(HedgeCo.Net) Judge Ricardo S. Martinez of the U.S. District Court for the Western District of Washington has entered a consent judgment against David Ferraro for his role in an alleged microcap stock promotion scheme that generated approximately $792,000 in trading profits for Ferraro and Justin Costello. As alleged in the SEC’s complaint, this stock promotion scheme was part of a series of frauds that Costello perpetrated while falsely portraying himself to the public as a Harvard-educated military veteran and hedge fund billionaire.
According to the SEC’s complaint, from at least October 2019 through January 2021, Costello and Ferraro engaged in a stock promotion scheme in which Ferraro recommended and promoted to his Twitter followers and the public at least five microcap stocks that Costello owned, without disclosing that he and Costello intended to sell shares of those stocks as their prices rose, or that Costello would pay Ferraro a portion of his profits from some of those sales. Costello shared approximately $32,000 of his profits with Ferraro, and Ferraro profited approximately $41,000 from his own trading in this scheme. The SEC’s complaint also alleges that Ferraro separately conducted his own stock promotion scheme respecting two additional microcap stocks, generating profits of approximately $68,000.

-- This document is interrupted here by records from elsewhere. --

PR #34, opened 2022-09-07
E2E testing boilerplate

JoshVanL:
This PR adds the initial e2e test boilerplate code.

The script `hack/run-e2e.sh` spins up a kind cluster, loads the example cert-manager-csi conainer, installs cert-manager+csi-driver then runs the e2e test suite.

There is currently only a dummy TODO test written.

The PR experiments with using nix flakes for dependency management and building the project. You should invoke the test script using `nix develop -c ./hack/run-e2e.sh` (once you have installed nix first!).

We need to build kind ourselves since that is not available in the upstream nixpkgs.

/cc @munnerz 
/hold

Waiting to get a nix CI image released so we can see how this runs in prow.


Dockerfile
```diff
@@ -1,21 +0,0 @@
-# Copyright 2021 The cert-manager Authors.
```
JoshVanL, line 1: File is no longer needed as it has been moved to `flake.nix` as an output.

flake.nix
```diff
@@ -0,0 +1,131 @@
...
+            homepage = "https://github.com/kubernetes-sigs/kind";
+            description = "Kubernetes IN Docker - local clusters for testing Kubernetes";
+            longDescription = ''
+              kind is a tool for running local Kubernetes clusters using Docker
+              container "nodes". kind was primarily designed for testing Kubernetes
+              itself, but may be used for local development or CI.
+            '';
+            license = licenses.asl20;
+          };
+        };
```
JoshVanL, line 95: kind is not available in nixpkgs.

flake.nix
```diff
@@ -0,0 +1,131 @@
...
+          inherit src vendorSha256;
+          buildPhase = ''
+            go test -v --race -o csi-lib-e2e -c ./test/e2e/.
+          '';
+          postInstall = ''
+            mkdir -p $out/bin
+            mv csi-lib-e2e $out/bin/.
+          '';
+          doCheck = false;
+        };
```
JoshVanL, line 64: We build the csi-lib e2e binary.

hack/run-e2e.sh
```diff
@@ -0,0 +1,71 @@
...
+CERT_MANAGER_VERSION="${CERT_MANAGER_VERSION:-v1.9.1}"
+
+ROOT_DIR="$( cd "$( dirname "${BASH_SOURCE[0]}" )" >/dev/null 2>&1 && pwd )/.."
+cd "$ROOT_DIR"
+
+check_command() {
+  if ! [ -x "$(command -v $1)" ]; then
+    echo "Error: $1 is not installed." >&2
+    echo "Invoke script using 'nix develop -c ./hack/run.sh'" >&2
+    echo "https://nixos.org/download.html" >&2
```
JoshVanL, line 31: !

hack/run-e2e.sh
```diff
@@ -66,6 +66,7 @@ kind load image-archive --name cert-manager-csi-e2e $(nix build --print-out-path
 
 echo "> Loading csi-lib docker image..."
 kind load image-archive --name cert-manager-csi-e2e <(gzip --decompress --stdout $(nix build --print-out-paths .#container)) &
+kind load image-archive --name cert-manager-csi-e2e $(nix build --print-out-paths .#csi-node-driver-registrar-image) &
```
munnerz, line 69: This is neat (although looks weird in diff output due to being interpreted as a comment.. does adding quote marks around the argument make it render better?

.gitignore
```diff
@@ -0,0 +1 @@
+/result
```
munnerz, line 1: What is `/result`? Can you add a comment?

hack/run-e2e.sh
```diff
@@ -0,0 +1,86 @@
...
+ROOT_DIR="$( cd "$( dirname "${BASH_SOURCE[0]}" )" >/dev/null 2>&1 && pwd )/.."
+cd "$ROOT_DIR"
+
+TMP_DIR=$(mktemp -d)
+trap "rm -rf $TMP_DIR" EXIT
+
+check_command() {
+  if ! [ -x "$(command -v $1)" ]; then
+    echo "Error: $1 is not installed." >&2
+    echo "Invoke script using 'nix develop -c ./hack/run.sh'" >&2
```
munnerz, line 31: Can we automatically invoke `nix develop -c ./hack/run-e2e.sh` if a user calls this script directly without `nix` (assuming that it is always required). We can check `$0` to determine how the script was invoked :)

munnerz: Also `s/run.sh/run-e2e.sh/`

go.mod
```diff
@@ -7,8 +7,10 @@ require (
 	github.com/container-storage-interface/spec v1.6.0
 	github.com/go-logr/logr v1.2.3
 	github.com/kubernetes-csi/csi-lib-utils v0.11.0
+	github.com/onsi/ginkgo/v2 v2.1.6
+	github.com/onsi/gomega v1.20.1
```
munnerz, line 11: It's a shame that we have to pull in these test dependencies in our main go.mod file... Not sure what the best strategies are for avoiding this, but it could well make things harder in future with consumers of this library that e.g. depend on `controller-runtime` to provide a Client (or even depend on cert-manager which itself depends on these libraries)

hack/nix/overlay-kind.nix
```diff
@@ -0,0 +1,18 @@
+final: prev: {
+  # Overlay kind to version v0.15.0
```
munnerz, line 2: Hmm.. this looks like an interesting file, but I'm not totally sure what it does or how it works 👀 can you add some comments, and possibly links to any relevant articles to help understand some of this?

flake.lock
```diff
@@ -0,0 +1,42 @@
+{
```
munnerz, line 1: How do I update this file?

flake.nix
```diff
@@ -0,0 +1,184 @@
...
+  };
+
+  outputs = { self, nixpkgs, flake-utils }:
+    flake-utils.lib.eachDefaultSystem (system:
+      let
+        pkgs = import nixpkgs { inherit system; overlays = [ (import ./hack/nix/overlay-kind.nix) ]; };
+
+        # We only source go files to have better cache hits when actively
+        # working on non-go files.
+        src = pkgs.lib.sourceFilesBySuffices ./. [ ".go" "go.mod" "go.sum" ];
```
munnerz, line 35: What does this do? If we depend on say, a yaml file or some other testdata in our tests, does this not match them/what does it do? 👀

flake.nix
```diff
@@ -0,0 +1,184 @@
...
+        vendorSha256 = "sha256-3pNKmR+yKIf/15eftJyHD7m7LerFbZ2m+N6zxVXz2sU=";
```
munnerz, line 36: How do we update this/what is it? 👀

flake.nix
```diff
@@ -0,0 +1,184 @@
...
+          name = "csi-lib-e2e";
+          inherit src vendorSha256;
+          buildPhase = ''
+            go test -v --race -o csi-lib-e2e -c ./test/e2e/.
+          '';
+          postInstall = ''
+            mkdir -p $out/bin
+            mv csi-lib-e2e $out/bin/.
+          '';
+          doCheck = false;
```
munnerz, line 78: What is `doCheck` and why is it disabled here but not mentioned in the `cert-manager-csi` definition?

flake.nix
```diff
@@ -0,0 +1,184 @@
...
+        };
+
+        containerImage = pkgs.dockerTools.buildImage {
+          name = "cert-manager-csi";
+          tag = "example";
+          # mount and umount are required for csi-driver functions.
```
munnerz, line 84: Where is this being copied from? We didn't do this previously in our Dockerfile right? 👀

flake.nix
```diff
@@ -0,0 +1,184 @@
...
+        csi-node-driver-registrar-image = pkgs.dockerTools.pullImage{
+          imageName = "quay.io/k8scsi/csi-node-driver-registrar";
+          imageDigest = csi-node-driver-registrar-digest;
+          sha256 = csi-node-driver-registrar-sha256;
+          finalImageTag = "v${csi-node-driver-registrar-version}";
+          finalImageName = "quay.io/k8scsi/csi-node-driver-registrar";
+        };
+
+        busybox-image = pkgs.dockerTools.pullImage{
+          imageName = "busybox";
```
munnerz, line 150: What's the reasoning to switching to busybox and manually copying in binaries from the host/build environment rather than using alpine and `apk` to install the required tools? Does nix allow running arbitrary commands whilst building docker images or does it prevent it to ensure a hermetic build?

flake.nix
```diff
@@ -0,0 +1,184 @@
...
+          inherit cert-manager-controller-image;
+          inherit cert-manager-webhook-image;
+          inherit cert-manager-cainjector-image;
+          inherit cert-manager-ctl-image;
+          inherit cert-manager-csi;
+          inherit busybox-image;
+          inherit csi-node-driver-registrar-image;
+          inherit csi-lib-e2e;
+        };
+        devShells.default = pkgs.mkShell {
```
munnerz, line 172: What's a devShell? 😄 looks like it is provisioning a local development environment? Can I run this on my local machine? How does it work across macOS vs Linux etc?

munnerz (commented):
Thanks for putting this together - I've asked quite a few questions (a lot of which are due to my lack of understanding of nix build rules etc).

I think it'd be great to see more of this documented/explained, as you'll otherwise find yourself as the sole-maintainer of these files 😅.

I think I can see the benefits of a system like this, especially if we consider we have to maintain these sorts of build definitions that are utilised across multiple repositories, but with the way it's currently put together here it seems like we'll be repeating these definitions between different repos again anyway. Is there any way we can create some form of common `cert-manager/nix-pkgs` repository, and then have a slimmer/less complex development/test environment setup contributed here? We could also start out by rolling this out as a _development environment_ too, which will help others to become more familiar with nix for package, build and dependency management.

.gitignore
JoshVanL: `result` is the default location of where `nix build` writes to.

hack/run-e2e.sh
JoshVanL: There is not a great way to determine whether the script has been invoked by `nix develop -c hack/run-e2e.sh` when _inside_ the script.

Best we could do is test an env var which is used when a shell is setup from nix (`IN_NIX_SHELL`). If this variable isn't present, then we should be okay to include `exec nix develop -c "${ROOT_DIR}/hack/run-e2e.sh"` in the script.

go.mod
JoshVanL: I've gone ahead and created a `go.mod` under `/test/e2e`. This seems to be working quite well.

hack/nix/overlay-kind.nix
JoshVanL: Sure thing!

To share here also: this file contains a nix ["overlay"](https://nixos.wiki/wiki/Overlays). Overlays are the canonical method in nix to overwrite definitions. In this case we are overriding kind from version `v0.14.0` to `v1.15.0`. This is a good way for using newer versions than that in nixpkgs or adding patches etc.

As I wrote this message I see that kind has now been updated to v0.15.0 upstream so this overlay can be removed.

flake.nix
```diff
@@ -0,0 +1,183 @@
...
+          buildInputs = [
+            pkgs.kubectl
```
munnerz, line 173: How are these versioned/how do we select which version to use? It's currently pulling in a v1.23 binary but I don't see us specifying that anywhere

flake.nix
JoshVanL: This gets all the files under `./.` with the name prefix `.go`, `go.mod`, and `go.sum` (all go files).

That is correct- if a test depended on a non-file then we would need to use a different src strategy or not bother with the filtering at all if we didn't think it was worth it.

flake.lock
JoshVanL: `$ nix flake update`

flake.nix
JoshVanL: There do exist nix [`prefetch`](https://nixos.org/manual/nix/stable/command-ref/nix-prefetch-url.html) utilities for getting these shas, however I have always found it easier to just run `nix develop` etc. and copy+paste when I get an errors :smile:

flake.nix
JoshVanL: Not sure why `doCheck` was included. Think that was a copy+paste error.

flake.nix
JoshVanL: Correct, in the existing Dockerfile we used alpine as the base image which had `mount` and `umount` installed. Instead, we now use the mount packages from nixpkgs.

flake.nix
JoshVanL: We are actually pulling busybox here as that is the example application we use in `/deploy/example/example-app.yaml`. This basically means we can load the image in, rather than it being downloaded every time inside kind. This speeds up tests with a warm cache.

AFAIK nix also does not allow you to run arbitrary commands when building images.

flake.nix
JoshVanL: Correct, this is setting up your local environment in your shell. You can access that shell with `nix develop`. 

This should work on all systems, so long as they are included in ` flake-utils.lib.eachDefaultSystem `.

```
$ flake show
git+file:///keep/home/go/src/github.com/cert-manager/csi-lib?ref=refs%2fheads%2fe2e-nix-boilerplate&rev=17ae38eb12de438350b90fdc8e79e15f9362090f
├───devShells
│   ├───aarch64-darwin
│   │   └───default: development environment 'nix-shell'
│   ├───aarch64-linux
│   │   └───default: development environment 'nix-shell'
│   ├───i686-linux
│   │   └───default: development environment 'nix-shell'
│   ├───x86_64-darwin
│   │   └───default: development environment 'nix-shell'
│   └───x86_64-linux
│       └───default: development environment 'nix-shell'
```

inteon:
Superseded by https://github.com/cert-manager/csi-lib/pull/75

The SEC’s complaint, filed on September 29, 2022, charges Ferraro with violating Section 17(a) of the Securities Act of 1933 and Section 10(b) of the Securities Exchange Act of 1934 and Rule 10b-5 thereunder. Without admitting or denying the allegations in the complaint, Ferraro consented to a bifurcated settlement, agreeing to be permanently enjoined from violations of the charged provisions and from participating in any offering of a penny stock. Monetary relief will be determined by the court at a later date upon motion of the Commission.